DIRECTIONS FOR THIS TASK -> Count, in the entries below, the lines in which "string" occurs. Give the number, nothing more.
==============================
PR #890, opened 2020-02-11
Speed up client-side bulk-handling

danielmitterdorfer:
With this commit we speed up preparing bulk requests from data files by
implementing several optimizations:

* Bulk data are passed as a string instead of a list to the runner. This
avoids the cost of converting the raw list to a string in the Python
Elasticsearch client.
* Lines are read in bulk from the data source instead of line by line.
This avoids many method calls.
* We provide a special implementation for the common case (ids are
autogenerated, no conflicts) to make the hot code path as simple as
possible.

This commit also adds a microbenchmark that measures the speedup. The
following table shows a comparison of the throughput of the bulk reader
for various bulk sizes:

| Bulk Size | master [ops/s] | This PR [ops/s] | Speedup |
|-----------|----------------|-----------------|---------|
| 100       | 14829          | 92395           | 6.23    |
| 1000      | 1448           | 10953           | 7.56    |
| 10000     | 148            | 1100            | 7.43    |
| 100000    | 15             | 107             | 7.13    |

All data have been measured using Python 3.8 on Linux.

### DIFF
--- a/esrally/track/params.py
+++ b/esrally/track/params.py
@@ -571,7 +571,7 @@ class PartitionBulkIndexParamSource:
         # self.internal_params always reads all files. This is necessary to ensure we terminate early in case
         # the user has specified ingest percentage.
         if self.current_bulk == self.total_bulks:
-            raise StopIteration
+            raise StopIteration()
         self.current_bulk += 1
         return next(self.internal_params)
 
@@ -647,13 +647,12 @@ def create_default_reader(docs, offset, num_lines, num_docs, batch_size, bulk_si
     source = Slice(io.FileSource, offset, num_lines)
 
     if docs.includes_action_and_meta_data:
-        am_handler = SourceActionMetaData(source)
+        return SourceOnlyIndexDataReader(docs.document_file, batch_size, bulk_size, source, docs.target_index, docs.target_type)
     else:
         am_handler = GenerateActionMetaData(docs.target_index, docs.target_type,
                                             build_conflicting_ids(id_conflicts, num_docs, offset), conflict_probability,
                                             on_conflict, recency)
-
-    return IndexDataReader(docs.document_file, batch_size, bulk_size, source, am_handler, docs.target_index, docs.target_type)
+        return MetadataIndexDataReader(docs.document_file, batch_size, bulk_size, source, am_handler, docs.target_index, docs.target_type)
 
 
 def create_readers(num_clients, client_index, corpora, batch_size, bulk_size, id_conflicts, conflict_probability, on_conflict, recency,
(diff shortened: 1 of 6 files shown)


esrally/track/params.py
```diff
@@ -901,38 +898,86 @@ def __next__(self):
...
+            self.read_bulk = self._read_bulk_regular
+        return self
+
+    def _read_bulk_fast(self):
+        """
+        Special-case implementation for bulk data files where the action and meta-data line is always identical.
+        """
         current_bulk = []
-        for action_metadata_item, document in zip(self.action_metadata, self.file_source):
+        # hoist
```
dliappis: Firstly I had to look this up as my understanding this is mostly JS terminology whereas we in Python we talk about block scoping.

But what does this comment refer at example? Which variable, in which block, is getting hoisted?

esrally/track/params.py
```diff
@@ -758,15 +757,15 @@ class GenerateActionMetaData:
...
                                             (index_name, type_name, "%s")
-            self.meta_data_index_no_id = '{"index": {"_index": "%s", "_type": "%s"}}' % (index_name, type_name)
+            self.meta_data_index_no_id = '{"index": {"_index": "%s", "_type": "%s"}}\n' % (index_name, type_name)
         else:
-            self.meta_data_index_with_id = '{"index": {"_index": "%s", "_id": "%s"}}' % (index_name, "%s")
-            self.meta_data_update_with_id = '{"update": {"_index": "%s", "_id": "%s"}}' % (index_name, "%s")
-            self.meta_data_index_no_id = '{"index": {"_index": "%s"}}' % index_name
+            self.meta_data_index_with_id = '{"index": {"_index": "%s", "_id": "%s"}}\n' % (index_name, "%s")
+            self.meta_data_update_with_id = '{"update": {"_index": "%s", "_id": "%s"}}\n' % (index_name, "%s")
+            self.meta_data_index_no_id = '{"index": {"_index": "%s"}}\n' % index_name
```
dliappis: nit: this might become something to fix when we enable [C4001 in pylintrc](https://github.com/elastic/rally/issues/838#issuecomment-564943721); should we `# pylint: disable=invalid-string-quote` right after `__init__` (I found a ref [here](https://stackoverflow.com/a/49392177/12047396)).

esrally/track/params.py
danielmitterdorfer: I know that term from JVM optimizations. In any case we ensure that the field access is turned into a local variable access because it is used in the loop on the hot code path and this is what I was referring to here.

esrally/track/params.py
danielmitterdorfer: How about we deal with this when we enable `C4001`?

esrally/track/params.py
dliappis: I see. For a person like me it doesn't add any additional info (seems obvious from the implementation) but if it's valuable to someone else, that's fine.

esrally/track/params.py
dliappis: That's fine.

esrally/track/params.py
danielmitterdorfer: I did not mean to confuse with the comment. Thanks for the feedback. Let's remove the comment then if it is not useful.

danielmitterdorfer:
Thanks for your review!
==============================
WRITTEN SOLUTION -> 3